Honda’s first foray into Formula One came with a full works programme between 1964 and 1968. During that time Richie Ginther won the Mexican Grand Prix for the team in 1965 and John Surtees added a second victory in Italy two years later. But the death of Jo Schlesser in one of their cars in 1968 led to their departure.
They returned as an engine supplier in 1983 and began an enormously successful period with Williams and McLaren during which time Honda-engined cars and their drivers won a total of 11 championships.
Following their departure at the end of 1992 they returned ten years later supplying engines to Jordan and BAR, the latter ultimately forming the basis for their short-lived team.

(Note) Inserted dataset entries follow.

PR #396, opened 2022-08-18
Feat/tx builder prototype

mirceahasegan:
# Context

Currently, the wallet app uses intializeTx from SingleAddressWallet to either get the transaction data or any corresponding error that specifies the particular reason for failure. Problem: possible to validate an invalid transaction

# Proposed Solution

TxBuilder util separates the processes of transaction construction into individual components of OutputBuilder, SignedTx, ValidTx, TxBuilder

Todo:

- [x] Documentation
- [x] TxBuilder with outputs
- [x] OutputBuilder
- [x] Delegate
- [x] Metadata
- [x] OutputValidationError with full context and output
- [x] e2e tests
- [x] rebase and add `extraWitness` logic


packages/wallet/src/TxBuilder/buildTx.ts
```diff
@@ -0,0 +1,142 @@
...
+  auxiliaryData?: Cardano.AuxiliaryData;
+}
+
+const createSignedTx = async ({
+  wallet,
+  initializeTxResult,
+  props,
+  auxiliaryData
+}: CreateSignedTxProps): Promise<SignedTx> => {
+  // REVIEW: we have to update the ObservableWallet interface `finalizeTx` method
```
mkazlauskas, line 37: :+1:

packages/wallet/src/TxBuilder/buildTx.ts
```diff
@@ -0,0 +1,142 @@
...
+    } catch (error) {
+      const errors = Array.isArray(error) ? (error as TxBodyValidationError[]) : [error as TxBodyValidationError];
+      return {
+        errors,
+        isValid: false
+      };
+    }
+  }
+
+  // REVIEW: we could make this public and allow users to run validations at any time.
```
mkazlauskas, line 111: Not sure about this, users could just use `WalletUtil` directly. @rhyslbw what do you think?

packages/wallet/src/TxBuilder/buildTx.ts
```diff
@@ -0,0 +1,142 @@
...
+  async #validateOutputs(): Promise<OutputValidationError[]> {
+    const outputValidations =
+      this.partialTxBody.outputs && (await this.#util.validateOutputs(this.partialTxBody.outputs));
+
+    const errors = [...(outputValidations?.values() || [])]
+      .map((validation) => {
+        // REVIEW: Should we add the whole validation data, for more context
```
mkazlauskas, line 118: Yep, and the invalid output obj as well. Should probably be part of OutputValidationError. Might need to split it into 2 error types then?

packages/wallet/src/TxBuilder/OutputBuilder.ts
```diff
@@ -0,0 +1,106 @@
...
+  MaybeValidTxOut,
+  OutputBuilder,
+  OutputValidationMinimumCoin,
+  OutputValidationMissingRequired,
+  OutputValidationTokenBundleSize
+} from './types';
+import { OutputValidation } from '../types';
+import { OutputValidator } from '../services';
+
+// Typescript is complaining about DeepPartial<Cardano.TokenMap> methods being optional
```
mkazlauskas, line 14: Maybe best to not use DeepPartial then, but define a type that explicitly specifies  the Partial props

packages/wallet/src/TxBuilder/types.ts
```diff
@@ -0,0 +1,125 @@
...
+    }
+  : T;
+
+export enum TxOutputFailure {
+  minimumCoin = 'Minimum coin not met',
+  tokenBundleSizeExceedsLimit = 'Token Bundle Exceeds Limit',
+  missingRequiredFields = 'Mandatory fields address or coin are missing'
+}
+
+export class OutputValidationMissingRequired extends CustomError {
```
mkazlauskas, line 19: All other error types in the SDK have an `Error` suffix. Let's follow that for consistency.

```suggestion
export class OutputValidationMissingRequiredError extends CustomError {
```

packages/wallet/src/TxBuilder/OutputBuilder.ts
```diff
@@ -0,0 +1,106 @@
...
+  }
+
+  /**
+   * @param assetId id
+   * @param quantity To remove an asset, set quantity to 0
+   */
+  asset(assetId: Cardano.AssetId, quantity: bigint): OutputBuilder {
+    const existingAssets = this.partialOutput?.value?.assets;
+    const assets: Cardano.TokenMap = isTokenMap(existingAssets)
+      ? existingAssets.set(assetId, quantity)
```
mkazlauskas, line 67: Other methods do not mutate `partialOutput`. Let's keep it consistent and not mutate the `Map`. Instead, create a new map:
```suggestion
      ? new Map(existingAssets.entries()).set(assetId, quantity)
```

packages/wallet/src/TxBuilder/buildTx.ts
```diff
@@ -0,0 +1,171 @@
...
+import { OutputBuilderSaw, toOutputValidationError } from './OutputBuilder';
+import { OutputValidator, StakeKeyStatus, createWalletUtil, deepEquals } from '../services';
+import { SignTransactionOptions } from '../KeyManagement';
+
+/**
+ * Minimal sub-type of ObservableWallet that is used by TxBuilder
+ */
+export type TxBuilderObservableWallet = Pick<
+  ObservableWallet,
+  'utxo' | 'protocolParameters$' | 'finalizeTx' | 'initializeTx' | 'submitTx' | 'delegation'
```
mkazlauskas, line 25: A potential improvement here is to narrow down the types of some of the picked properties too

packages/wallet/src/TxBuilder/buildTx.ts
```diff
@@ -0,0 +1,171 @@
...
+  #observableWallet: TxBuilderObservableWallet;
+  #util: OutputValidator;
+
+  constructor(observableWallet: TxBuilderObservableWallet, util: OutputValidator) {
+    this.#observableWallet = observableWallet;
+    this.#util = util;
+  }
+
+  addOutput(txOut: Cardano.TxOut): TxBuilder {
+    this.partialTxBody.outputs = [...(this.partialTxBody.outputs || []), txOut];
```
mkazlauskas, line 62: Maybe let's make it never mutate the `partialTxBody` object too but always recreate as in OutputBuilder?

packages/wallet/src/TxBuilder/buildTx.ts
```diff
@@ -0,0 +1,171 @@
...
+    return this;
+  }
+
+  buildOutput(txOut?: DeepPartial<Cardano.TxOut>): OutputBuilder {
+    return new OutputBuilderSaw(this.#util, txOut);
+  }
+
+  async delegate(poolId: Cardano.PoolId): Promise<TxBuilder> {
+    // REVIEW: should we have an error if no reward account is found. Not sure it's valid...
+    //   Should I be more defensive here and handle an error or empty rewardAccounts?
```
mkazlauskas, line 77: It would have to be a bug for this to happen. I suppose you could have some sort of "InternalError" type to generalize cases like this.

packages/wallet/src/TxBuilder/buildTx.ts
```diff
@@ -0,0 +1,171 @@
...
+    const rewardAccounts = await firstValueFrom(this.#observableWallet.delegation.rewardAccounts$);
+
+    // Discard previous delegation and prepare for new one
+    this.partialTxBody.certificates = [];
+
+    for (const rewardAccount of rewardAccounts) {
+      // REVIEW: Is it ok to create certificates for all the reward accounts?
```
mkazlauskas, line 84: Yes, OK for now. Make sure to add a doc comment for this method to highlight this behavior

packages/wallet/src/types.ts
```diff
@@ -29,10 +29,18 @@ export type InitializeTxProps = {
   requiredExtraSignatures?: Cardano.Ed25519KeyHash[];
 };
 
+// REVIEW: this interface is not used anywhere in the SDK. Was it requested by another team? Can we remove it?
```
mkazlauskas, line 32: Probably just trash, good to remove

mkazlauskas (changes requested):

packages/wallet/src/TxBuilder/buildTx.ts
rhyslbw: I would leave to keep the interface strictly for building at this point

packages/wallet/src/TxBuilder/buildTx.ts
```diff
@@ -0,0 +1,142 @@
...
+  // to include options?: SignTransactionOptions. Otherwise there's no way to pass the `props` to finalizeTx
+  props; // TODO mh: remove me
+  const tx = await wallet.finalizeTx(initializeTxResult, auxiliaryData);
+  return {
+    submit: () => wallet.submitTx(tx),
+    tx
+  };
+};
+
+class TxBuilderSaw implements TxBuilder {
```
rhyslbw, line 48:
```suggestion
class ObserveableWalletTxBuilder implements TxBuilder {
```
?

packages/wallet/src/TxBuilder/types.ts
```diff
@@ -0,0 +1,106 @@
+import { Cardano } from '@cardano-sdk/core';
+import { CustomError } from 'ts-custom-error';
+import { InputSelectionError } from '@cardano-sdk/cip2';
+import { SignTransactionOptions } from '../KeyManagement';
+
+export type DeepPartial<T> = T extends object
```
rhyslbw, line 7: Maybe source this in `@cardano-sdk/util`

packages/wallet/src/TxBuilder/types.ts
```diff
@@ -0,0 +1,106 @@
...
+   */
+  buildOutput(txOut?: DeepPartial<Cardano.TxOut>): OutputBuilder;
+  /**
+   * Add StakeDelegation and (if needed) StakeKeyRegistration certificate
+   */
+  delegate(poolId: Cardano.PoolId): TxBuilder;
+  setMetadata(metadata: Cardano.TxMetadata): TxBuilder;
+  build(): Promise<MaybeValidTx>;
+
+  // REVIEW: assuming fields below are not needed for Lace right now, so out of scope of MVP:
```
rhyslbw, line 116:
```suggestion
  // TODO:
      - mint
      - burn
```

packages/wallet/test/integration/buildTx.test.ts
```diff
@@ -0,0 +1,143 @@
...
+
+  it('can remove outputs and build', async () => {
+    const txBuilder = buildTx(wallet);
+    const txTwoOutputs = txBuilder.addOutput(mocks.utxo[0][1]).addOutput(mocks.utxo[1][1]);
+    const tx = await txTwoOutputs.removeOutput(mocks.utxo[0][1]).build();
+    assertTxIsValid(tx);
+    expect(tx.body.outputs.length).toBe(2);
+  });
+
+  it('builds transactions that are not modified by subsequent builder changes', async () => {
```
rhyslbw, line 66: I'm not following based on the test content. Is there maybe a missing assertion between line 63 and 64?

packages/wallet/test/integration/buildTx.test.ts
```diff
@@ -0,0 +1,143 @@
...
+      expect(error1.failure === TxOutputFailure.coinMissing);
+    }
+
+    expect(error2 instanceof OutputValidationError).toBeTruthy();
+    if (error2 instanceof OutputValidationError) {
+      expect(error2.failure === TxOutputFailure.tokenBundleSizeExceedsLimit);
+    }
+  });
+
+  describe('buildOutput', () => {
```
rhyslbw, line 124: It would be good to have a `describe` block for each method up the top of the suite, to ensure the precise behavior for each is covered, as this test suite will become quite large. Tests to demonstrate sequences can then be positioned below

packages/wallet/test/integration/buildTx.test.ts
```diff
@@ -0,0 +1,143 @@
...
+      const assetQuantity = 100n;
+      const assets = new Map([[assetId, assetQuantity]]);
+      const address = Cardano.Address('addr_test1vr8nl4u0u6fmtfnawx2rxfz95dy7m46t6dhzdftp2uha87syeufdg');
+      const datum = Cardano.Hash32ByteBase16('3e33018e8293d319ef5b3ac72366dd28006bd315b715f7e7cfcbd3004129b80d');
+      const output1Coin = 10_000_000n;
+      const output2Base = mocks.utxo[0][1];
+
+      const txBuilder = buildTx(wallet);
+
+      const output1 = await txBuilder
```
rhyslbw, line 147: Maybe it would be better communicated as:

``` ts
const output1 = await txBuilder.buildOutput();
      output1
        .address(address)
        .coin(output1Coin)
        .asset(assetId, assetQuantity)
        .build();
```

... since I read it the first time as "adding an address to a transaction"

mkazlauskas: `build()` has to be awaited (while `buildOutput()` does not)

packages/wallet/src/TxBuilder/buildTx.ts
```diff
@@ -0,0 +1,142 @@
...
+
+    if (errors.length > 0) {
+      throw errors;
+    }
+    return [];
+  }
+}
+
+/**
+ * REVIEW: `ObservableWallet.buildTx()` would be nice, but it adds quite a lot of complexity
```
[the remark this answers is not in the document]
mirceahasegan: [2c333cc](https://github.com/input-output-hk/cardano-js-sdk/pull/396/commits/2c333ccbeb6420d7ec1e79fb36955cc7b79cb982)

packages/wallet/test/integration/buildTx.test.ts
mirceahasegan: [1d5d8f7](https://github.com/input-output-hk/cardano-js-sdk/pull/396/commits/1d5d8f785403e6238a2206d8be8673b8f3220f7e)

packages/wallet/src/TxBuilder/buildTx.ts
```diff
@@ -79,20 +96,47 @@ class TxBuilderSaw implements TxBuilder {
...
+      const errors = Array.isArray(error) ? (error as TxBodyValidationError[]) : [error as TxBodyValidationError];
       return {
-        errors: [error as TxBodyValidationError],
+        errors,
         isValid: false
       };
     }
   }
+
+  // REVIEW: we could make this public and allow users to run validations at any time.
```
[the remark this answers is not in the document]
mkazlauskas: 1. Agree, the error should have a reference to the output
2. Agree
3. Not at this point. Users can just use WalletUtil directly.

packages/wallet/src/TxBuilder/types.ts
```diff
@@ -0,0 +1,126 @@
...
+
+import { OutputValidation } from '../types';
+import { SignTransactionOptions } from '../KeyManagement';
+
+// Does not transform TokenMap into Partial<TokenMap> because it would also make it's methods and map types optional
+// and that forces users to do many checks before being able to use any of it's properties and methods
+export type PartialTxOut = DeepPartial<Cardano.TxOut, Cardano.TokenMap>;
+
+export enum TxOutputFailure {
+  minimumCoin = 'Minimum coin not met',
```
mkazlauskas, line 14: Let's follow the convention that other errors are already using
```suggestion
  MinimumCoin = 'Minimum coin not met',
```

packages/wallet/src/TxBuilder/buildTx.ts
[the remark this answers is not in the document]
mirceahasegan: In the meantime I added both the output reference and the original output error, so 2 & 3 are already fixed.
This was an old comment, not visible because I missed the fact that I have to "submit the review". So there is lots of commits and comments that appeared only just now, even if they are old 🤦

packages/wallet/test/integration/buildTx.test.ts
```diff
@@ -0,0 +1,415 @@
...
+
+    it('can remove output without mutating partialTxBody', () => {
+      const initialPartialTxBody = txBuilder.partialTxBody;
+      txBuilder.removeOutput(output);
+      expect(txBuilder.partialTxBody.outputs).toEqual([output2]);
+      // check that original partialTxBody was not mutated
+      assertObjectRefsAreDifferent(txBuilder.partialTxBody, initialPartialTxBody);
+    });
+
+    it('can add remove outputs one by one', () => {
```
rhyslbw, line 83:
```suggestion
    it('can remove outputs one by one', () => {
```

packages/wallet/test/integration/buildTx.test.ts
rhyslbw: Huge improvement, well done!

rhyslbw (changes requested):
Looks great! Just a typo found in the tests

packages/wallet/test/integration/buildTx.test.ts
mirceahasegan: [231a55c](https://github.com/input-output-hk/cardano-js-sdk/pull/396/commits/231a55c8ae512493304f6585d6bd230b5c65ced3)

packages/wallet/src/TxBuilder/types.ts
mirceahasegan: [231a55c](https://github.com/input-output-hk/cardano-js-sdk/pull/396/commits/231a55c8ae512493304f6585d6bd230b5c65ced3)

packages/util/package.json
```diff
@@ -63,7 +63,8 @@
   },
   "dependencies": {
     "lodash": "^4.17.21",
-    "serialize-error": "^8"
+    "serialize-error": "^8",
+    "type-fest": "^2.19.0"
```
mkazlauskas, line 67: Shouldn't this be in `devDependencies`? Seems like it only has types

packages/wallet/src/TxBuilder/types.ts
```diff
@@ -0,0 +1,126 @@
...
+import { CustomError } from 'ts-custom-error';
+import { DeepPartial } from '@cardano-sdk/util';
+import { InputSelectionError } from '@cardano-sdk/cip2';
+
+import { OutputValidation } from '../types';
+import { SignTransactionOptions } from '../KeyManagement';
+
+// Does not transform TokenMap into Partial<TokenMap> because it would also make it's methods and map types optional
+// and that forces users to do many checks before being able to use any of it's properties and methods
+export type PartialTxOut = DeepPartial<Cardano.TxOut, Cardano.TokenMap>;
```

The deal to supply engines to McLaren from 2015 will mark an end to the team’s relationship with Mercedes, which began in 1995.
“It’s appropriate to recognise that until the end of 2014 we’ll maintain a full commitment to our existing and long-standing partner, Mercedes-Benz, for which we retain the utmost respect and with whom we intend to continue to work diligently and professionally,” Whitmarsh added.
“McLaren-Mercedes has so far won an incredible 78 grands prix and four world championships. We aim to cap our long-standing partnership with the same ambition and resolve with which we began it: namely, to keep winning.”
Honda credited its return to Formula One’s planned engine regulations change.
“Throughout its history, Honda has passionately pursued improvements in the efficiency of the internal combustion engine and in more recent years, the development of pioneering energy management technologies such as hybrid systems,” it said in a statement. “Participation in F1 under these new regulations will encourage even further technological progress in both these areas.”